Der relationistische Ansatz wird das Positionsspiel nicht völlig ersetzen, da ein unfassbares technisches Level der Spieler benötigt wird und die taktische Schulung tief in den Jugendbereich auf das »Positional-Play« ausgerichtet ist. Guardiola hat mit seiner Idee nachhaltig den Fußball so stark reformiert, dass Spieler auf seine Idee ausgebildet werden. Vor allem ist zu hinterfragen, ob Fernando Diniz mit dieser Idee in Europa überhaupt Erfolg gehabt hätte. Der europäische Fußball lebt vor allem auch von pragmatischen Systemen im tiefen Block und Umschaltsituationen, die den Ansatz von Fernando Diniz wahrscheinlich stark gekontert hätte.

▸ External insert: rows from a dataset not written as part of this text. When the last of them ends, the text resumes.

PR #4109, opened 2021-06-17
Certfix image-banner-overlay and my-courses

annabelsegalld2l:
These changes are for a certfix to allow auto-loading of images, after the behaviour was broken by changing the wrappers from simple-overlay to d2l-dialog-fullscreen.

### DIFF
--- a/package-lock.json
+++ b/package-lock.json
@@ -5196,7 +5196,6 @@
       "from": "github:Brightspace/d2l-image-banner-overlay#semver:^4",
       "requires": {
         "@brightspace-ui/core": "^1",
-        "@polymer/iron-scroll-threshold": "^3.0.0-pre.18",
         "@polymer/polymer": "^3.0.0",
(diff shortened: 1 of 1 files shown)


svanherk (approved):
Looks good!

svanherk:
Although, I wonder if it'll be mad these changes aren't listed: https://github.com/Brightspace/d2l-image-banner-overlay/pull/117/files#diff-7ae45ad102eab3b6d7e7896acd08c427a9b25b346470d7bc6507b6481575d519

svanherk:
I don't _think_ so because the observer is already included and the iron-threshold can't be removed, so I'd expect the actual building to be fine.  But I did just kick off the auto update if you want to see what it comes up with an copy that

annabelsegalld2l:
I added those dependencies to package.json to match the auto-update diff!

svanherk (approved):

Allerdings wird der Relationismus in einem Hybridsystem gemeinsam mit dem Positionsspiel mit der Zeit mehr Anklang finden. Carlo Ancelotti hat mit einer Mischung aus beiden Welten eine Champions League im Jahr 2024 mit Real Madrid gewonnen – das Mittelfeld der Madrilenen war in diesem Jahr relationistisch strukturiert und dermaßen flexibel, wohingegen die letzte Linie und die Breite jeweils positionell organisiert waren.
Was die brasilianische Idee allerdings ermöglicht, ist, dass der Fußball wieder deutlich flexibler wird und den Einzelspieler stärker in den Vordergrund rückt. Sie bringt das »Joga Bonito« zumindest teilweise zurück und kann als eine Teilrevolution betrachtet werden.